We get up this morning, sad to be leaving Santorini but excited to see what is in store for us in Crete. We have decided to explore the Santorini beaches and a local winery. We also want to drive to the lighthouse at the end of the island to see the beautiful views from the cliffs. After our last terrace breakfast, armed with directions, maps (with no street names), water and assurances from the hotel that driving in Santorini is "very simple", we are off. Seth is driving, Jamie is purportedly navigating. In reality, Jamie is confused, feels angry at the map that only distinguishes roads by red and orange and Seth is strongly considering abandoning Jamie with the horses that are on the side of the road. After some "discussion", it is determined that we are finally on the right path and we make it to our destinations. The beaches are fascinating because they aren't white, but are red and black due to the volcano. Our favorite is the red beach, a small beach carved out of the mountain and requiring a bit of a hike to enjoy. The black beaches are unique but very touristy, which take away from their charm (think Seaside Heights).

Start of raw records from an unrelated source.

PR #152, opened 2023-02-08
Updates readme to make it a little clearer when configuring a schema registry

mkrisher:
This PR updates the README to make it a little clearer when configuring a schema registry that you have the option to either provide an instance of a compatible registry object or just specify the registry_url. `build_schema_registry` uses the registry_url to instantiate an instance of a compatible registry class.

Setting schema_registry and a registry_url, followed by a call to build_schema_registry will override whatever was passed in as the value of schema_registry with the instantiation of the ConfluentSchemaRegistry instance configured with the registry_url.

This also updates the example to show that `build_messaging` will call `build_schema_registry`. That both do not need to be called explicitly (at least when providing registry_url).

### DIFF
--- a/README.md
+++ b/README.md
@@ -99,7 +99,7 @@ Avromatic.configure do |config|
 end
 ```
 
-NOTE: `build_message!` ultimately calls `build_schema_registry!` so you don't have
+NOTE: `build_messaging!` ultimately calls `build_schema_registry!` so you don't have
 to call both.
 
 #### Decoding
--- a/README.md
+++ b/README.md
@@ -99,6 +99,9 @@ Avromatic.configure do |config|
 end
 ```
 
+NOTE: `build_message!` ultimately calls `build_schema_registry!` so you don't have
+to call both.
+
 #### Decoding
 
 * **use_custom_datum_reader**: `Avromatic` includes a modified subclass of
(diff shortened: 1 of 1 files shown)


joshbranham:
Thanks for the PR @mkrisher! Unsure why CircleCI is not running for the fork, reaching out to their support to see if we can figure that out first.

README.md
```diff
@@ -93,7 +94,7 @@ Example using a schema registry:
 Avromatic.configure do |config|
   config.schema_store = AvroTurf::SchemaStore.new(path: 'avro/schemas')
   config.registry_url = Rails.configuration.x.avro_schema_registry_url
-  config.build_schema_registry!
+
```
jturkel, line 97: Can we add a comment that `build_messaging!` will automatically call `build_schema_registry!` if a `schema_registry` hasn't been configured?

jturkel (changes requested):
Thanks for the contribution! Looks like a nice improvement. One small comment about making the relationship clearer between `build_messaging!` and `build_schema_registry!`.

README.md
mkrisher: done, I added an explicit note right under the example, is that what you were thinking?

mkrisher:
I may have additional PRs fwiw, we are looking at potentially using avromatic with debezium events!

jturkel (approved):
Looks great. Thanks again for the contribution. PRs are always welcome for any issues you hit.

The highlight of our driving adventure is Galavanas Vineyard, which makes wine both traditionally and using modern methods. This is where Giada actually went grape stomping when she visited Santorini with the Food Network and, sure enough, we were told that grape stomping is part of the vineyard's "traditional" wine making component and occurs once a year. While we did not get a chance to stomp on the grapes ourselves (instantaneous fermentation would likely occur should Seth's bare feet touch grapes), we did get to take a tour of the vineyard, try a few of their different wines and purchased two bottles to bring home (one of which we previously enjoyed at Vanilia restaurant in Fira a few nights ago).
Finally, with wine on our palates, we headed to Luckys in Fira, which was a "fast food" restaurant that served gyros and souvlaki. We had one of each in a pita, and the place was absolutely delicious. One can only imagine the business Luckys would do if situated near NYU after a Grateful Dead reunion.
After leaving Luckys and getting thoroughly lost amongst the very few roads that is Santorini, we finally returned to Anastasis to say our goodbyes, pack up the car and head to the airport (which, by the way, was one of the few uneventful Santorini driving experiences). Our flights were also uneventful (despite being graced with a mail order bride and her "husband" on the Santorini to Athens flight) and we finally made it to Crete in one piece. After a minor mishap with some luggage (ie, Europeans being Europeans), we found our driver and were off to Ammos Hotel, outside of Chania and about 30 minutes from the airport.
Crete was a big change from the quiet of Imerovigli in Santorini. It is a large island and very city like but luckily our hotel has a pool and is situated off the main roads and on the beach. Our room has a lovely view of the beach, a comfy bed, sofa and kitchen. The bathroom has some visitors which we plan to have removed in the morning by an exterminator.
Seth is hungry from the travel (or life in general) so we go downstairs and are pleasantly surprised to discover our hotel has a well known and regarded restaurant. We share salmon with lentils, a cucumber and tomato salad and an appetizer of tomatoes and feta and olives on crostini bread. The other guests are quite friendly and strike up conversation. At the end of the meal, we are of course offered shots of Raki, the local Crete liquor. Jamie runs the other way but Seth good naturedly shares one with our waitress and a French couple and yet another with just the French man. Isn't he so nice to take the free shots and save face for all of America?